** HOW TO COMPLETE THIS TASK **
Starting with the first line of the data that follows, transcribe every line verbatim until the line containing "public ScoringMode intakeMode = ScoringMode.CORAL;" has been transcribed.

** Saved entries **
------------------------------
Issue #177, opened 2025-09-29
Rework algae sequence


iamawesomecat:
With our current setup, Algae is too inconsistent to reliably do during a match.

PR #179, opened 2025-09-29
Making barge align use vision instead of odometry

koolpoolo:
helps address #177

### DIFF
--- a/src/main/java/frc/robot/Controls.java
+++ b/src/main/java/frc/robot/Controls.java
@@ -30,6 +30,7 @@ import frc.robot.subsystems.ArmPivot;
 import frc.robot.subsystems.ElevatorSubsystem;
 import frc.robot.subsystems.GroundArm;
 import frc.robot.subsystems.SuperStructure;
+import frc.robot.subsystems.auto.AutoAlgaeHeights;
 import frc.robot.subsystems.auto.AutoAlign;
 import frc.robot.subsystems.auto.BargeAlign;
 import frc.robot.util.AlgaeIntakeHeight;
@@ -60,7 +61,7 @@ public class Controls {
 
   private BranchHeight branchHeight = BranchHeight.CORAL_LEVEL_FOUR;
   private ScoringMode scoringMode = ScoringMode.CORAL;
-  private ScoringMode intakeMode = ScoringMode.CORAL;
+  public ScoringMode intakeMode = ScoringMode.CORAL;
   private SoloScoringMode soloScoringMode = SoloScoringMode.NO_GAME_PIECE;
   private AlgaeIntakeHeight algaeIntakeHeight = AlgaeIntakeHeight.ALGAE_LEVEL_THREE_FOUR;
 
@@ -735,7 +736,7 @@ public class Controls {
     }
 
     s.elevatorLEDSubsystem.setDefaultCommand(
-        s.elevatorLEDSubsystem.showScoringMode(() -> soloScoringMode));
+        s.elevatorLEDSubsystem.showScoringMode(() -> soloScoringMode, intakeMode));
 
     if (s.elevatorSubsystem != null) {
       Trigger hasBeenZeroed = new Trigger(s.elevatorSubsystem::getHasBeenZeroed);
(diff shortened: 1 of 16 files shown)


src/main/java/frc/robot/Controls.java
```diff
@@ -128,7 +129,8 @@ private double getDriveY() {
     return input * MaxSpeed * inputScale;
   }
 
-  // takes the rotation value from the joystic, and applies a deadband and input scaling
+  // takes the rotation value from the joystic, and applies a deadband and input
```
markpete, line 132: typo:  joystic -> joystick

src/main/java/frc/robot/Controls.java
```diff
@@ -161,30 +163,31 @@ private void configureDrivebaseBindings() {
                         .withRotationalRate(getDriveRotate()))
             .withName("Drive"));
 
-    // various former controls that were previously used and could be referenced in the future
+    // various former controls that were previously used and could be referenced in
+    // the future
 
     // operatorController
```
markpete, line 169: How likely is this to be used in the future?  If it hasn't been used in 6 months, just delete it.

src/main/java/frc/robot/subsystems/auto/BargeAlign.java
```diff
@@ -27,17 +28,19 @@ public class BargeAlign extends Command {
           .withDriveRequestType(DriveRequestType.OpenLoopVoltage)
           .withForwardPerspective(ForwardPerspectiveValue.BlueAlliance);
 
-  public static boolean atScoringXPosition(CommandSwerveDrivetrain drivebasesubsystem) {
-    double robotX = drivebasesubsystem.getState().Pose.getX();
+  public static boolean atScoringXPosition(DrivebaseWrapper drivebaseWrapper) {
+    double robotX = drivebaseWrapper.getEstimatedPosition().getX();
```
markpete, line 32: Can drivebaseWrapper be null?  Always good to do a null check before dereferencing a variable.

markpete:
Passing driveBaseWrapper around to all of the routines is fine and aligns with the programming standards the team uses, so fine leave as is.  However, assuming there is ever only a single driveBaseWrapper instance at a time, you might consider implementing a Singleton pattern inside of the DriveBaseWrapper class, that way you can get the instance inside of the routines where you need it instead of having to pass it down through the call stacks all over the place.

Note that this is a bit more of an advanced coding construct (so totally fine not to do it this way).
https://www.geeksforgeeks.org/system-design/singleton-design-pattern/

markpete (changes requested):
Please address comments.

src/main/java/frc/robot/Controls.java
```diff
@@ -60,7 +60,8 @@ public class Controls {
   private AlgaeIntakeHeight algaeIntakeHeight = AlgaeIntakeHeight.ALGAE_LEVEL_THREE_FOUR;
 
   // Swerve stuff
-  // setting the max speed nad other similar variables depending on which drivebase it is
+  // setting the max speed nad other similar variables depending on which
```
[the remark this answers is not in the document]
koolpoolo: done

src/main/java/frc/robot/Controls.java
koolpoolo: done

src/main/java/frc/robot/Controls.java
koolpoolo: no its for archives

src/main/java/frc/robot/Controls.java
```diff
@@ -597,12 +601,14 @@ private void configureClimbPivotBindings() {
     s.climbPivotSubsystem.setDefaultCommand(
         s.climbPivotSubsystem.advanceClimbCheck().withName("Advance Climb Check"));
 
-    // check if the climb controller is connected, and whne start is pressed move to the next climb
+    // check if the climb controller is connected, and whne start is pressed move to
```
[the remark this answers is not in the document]
koolpoolo: done

PR #183, opened 2025-10-05
All the offseason changes put together.

Jetblackdragon:


src/main/java/frc/robot/Controls.java
```diff
@@ -151,7 +151,8 @@ private void configureDrivebaseBindings() {
       // Stop running this method
       return;
     }
-
+    // if the solo controller is connected, use it for driving
+    boolean soloCC = soloController.isConnected();
```
jamesdooley4, line 155: I think this will result in `soloCC` only being set when the robot code starts running, so changing to or from soloCC will require a restart of the robot code. Consider instead making this a boolean class member variable and then updating it ever second or so based on whether the solo controller is connected (via adding a new `update` method in this class that `Robot.robotPeriodic()` calls, and have the `update` method do the soloCC update every second or so).

RobototesProgrammers: it worked fine at drive practice we can check again at the meeting on monday

PR #199, opened 2025-11-20
Choreo routines

SnappleRamen:
This branch added Choreo autos that the robot can run in simulation.


src/main/java/frc/robot/subsystems/drivebase/CommandSwerveDrivetrain.java
```diff
@@ -178,6 +187,28 @@ public Command applyRequest(Supplier<SwerveRequest> requestSupplier) {
     return run(() -> this.setControl(requestSupplier.get())).withName("Drivebase applyRequest()");
   }
 
+  public void followTrajectory(SwerveSample sample) {
+    // Get the current pose of the robot
+    Pose2d pose = this.getState().Pose;
+    // Pose2d branchPose = AutoAlignCommand.getNearestBranch(pose);
```
markpete: Better to remove lines that you no longer need rather than comment them out.

markpete:
There appear to be a bunch of declarations that are made as public and I don't really see the reason you did that.  If they are not needed outside of the class, make them private.

markpete (changes requested):

PR #200, opened 2025-11-20
AutoBuilder now builds upon selection rather than auto init

SnappleRamen:
Optimization improvements to the AutoBuilder. The Autos would be preloaded and ready as soon as a new Auto is selected, rather than having to do all that at the start of Auto.

### DIFF
--- a/src/main/java/frc/robot/Robot.java
+++ b/src/main/java/frc/robot/Robot.java
@@ -144,8 +144,8 @@ public class Robot extends TimedRobot {
   @Override
   public void autonomousInit() {
     Shuffleboard.startRecording();
-    if (SubsystemConstants.DRIVEBASE_ENABLED && AutoLogic.getSelectedAuto() != null) {
-      AutoLogic.getSelectedAuto().schedule();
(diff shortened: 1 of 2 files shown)


src/main/java/frc/robot/Robot.java
```diff
@@ -144,8 +145,10 @@ public void disabledExit() {
   @Override
   public void autonomousInit() {
     Shuffleboard.startRecording();
-    if (SubsystemConstants.DRIVEBASE_ENABLED && AutoLogic.getSelectedAuto() != null) {
-      AutoLogic.getSelectedAuto().schedule();
+    if (SubsystemConstants.DRIVEBASE_ENABLED) {
+      Commands.waitSeconds(AutoLogic.autoDelayEntry.get().getDouble())
```
jamesdooley4: While you're here, it'd be nice to skip the waitSeconds call if the autoDelayEntry entry is 0. As written (and as currently implemented), I think this delays the auto routine by a code cycle since the WaitCommand has to run for a single cycle to detect that it has nothing to do.

PR #208, opened 2025-11-25
fix #197

### LINKED ISSUE #197: coralLevelThree is nearly identical to coralLevelTwo
`coralLevelThree()` is identical to `coralLevelTwo()`, just with different constants for a few things. If they should match other than constants, it'd be useful to rework this post-comp to remove the duplicated code (via a template function or some other method)

_Originally posted by @jamesdooley4 in https://github.com/robototes/Reefscape2025/pull/189#discussion_r2462593846_

SnappyRiffs:
fixed issue #197-combined level two and level three into one function

### DIFF
--- a/src/main/java/frc/robot/subsystems/SuperStructure.java
+++ b/src/main/java/frc/robot/subsystems/SuperStructure.java
@@ -185,41 +185,39 @@ public class SuperStructure {
   // if robot is in position for intermediate scoring, it can score early but if vision is dead
   // manual control still works
   // only used on solo controls
+  public Command coralLevelTwo(BooleanSupplier score, BooleanSupplier ipScore) { // same as L4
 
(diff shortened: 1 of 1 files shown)


src/main/java/frc/robot/subsystems/SuperStructure.java
markpete: See if you can remove redundancy on this function too, by having it call the new routine.

HINT:  ipScore = () -> { return true };

markpete: This routine should be able to leverage the new shared code you wrote as well.

markpete: You should also be able to combine the two coralLevelOne Commands.

markpete (changes requested):
There is still more opportunity for removing redundant code.

HINT:  ipScore = () -> { return true; }

PR #211, opened 2025-11-26
Modernize Gradle configuration

markpete:
Modernize Gradle configuration by introducing version catalogs, setting build properties, and updating Java toolchain.
 
 This should simplify config management and speed up build times.

### DIFF
--- a/gradle.properties
+++ b/gradle.properties
@@ -1,0 +1,6 @@
+# Enable build caching
+org.gradle.caching=true
+# Enable parallel execution
+org.gradle.parallel=true
+# Configure JVM memory
+org.gradle.jvmargs=-Xmx2g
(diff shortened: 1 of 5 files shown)


koolpoolo (approved):
looks good to me as it centralizes the versions as well which is nice to have them in one neat place

gradle.properties
```diff
@@ -0,0 +1,6 @@
+# Enable build caching
+org.gradle.caching=true
+# Enable parallel execution
+org.gradle.parallel=true
+# Configure JVM memory
```
iamawesomecat: Will any of these configurations interfere with how the roborio runs and deploys code? I dont have much understanding on gradle, just want to make sure that it wont lead to any unintentional side affects with roborio performance.

iamawesomecat: (aka, can we test this during todays meeting? @markpete @Jetblackdragon)
I know this may be troublesome to our schedule with the prototyping challenge, so I understand if theres any issues there.

jamesdooley4 (approved):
------------------------------
** TASK SOLUTION **
Issue #177, opened 2025-09-29
Rework algae sequence


iamawesomecat:
With our current setup, Algae is too inconsistent to reliably do during a match.

PR #179, opened 2025-09-29
Making barge align use vision instead of odometry

koolpoolo:
helps address #177

### DIFF
--- a/src/main/java/frc/robot/Controls.java
+++ b/src/main/java/frc/robot/Controls.java
@@ -30,6 +30,7 @@ import frc.robot.subsystems.ArmPivot;
 import frc.robot.subsystems.ElevatorSubsystem;
 import frc.robot.subsystems.GroundArm;
 import frc.robot.subsystems.SuperStructure;
+import frc.robot.subsystems.auto.AutoAlgaeHeights;
 import frc.robot.subsystems.auto.AutoAlign;
 import frc.robot.subsystems.auto.BargeAlign;
 import frc.robot.util.AlgaeIntakeHeight;
@@ -60,7 +61,7 @@ public class Controls {
 
   private BranchHeight branchHeight = BranchHeight.CORAL_LEVEL_FOUR;
   private ScoringMode scoringMode = ScoringMode.CORAL;
-  private ScoringMode intakeMode = ScoringMode.CORAL;
+  public ScoringMode intakeMode = ScoringMode.CORAL;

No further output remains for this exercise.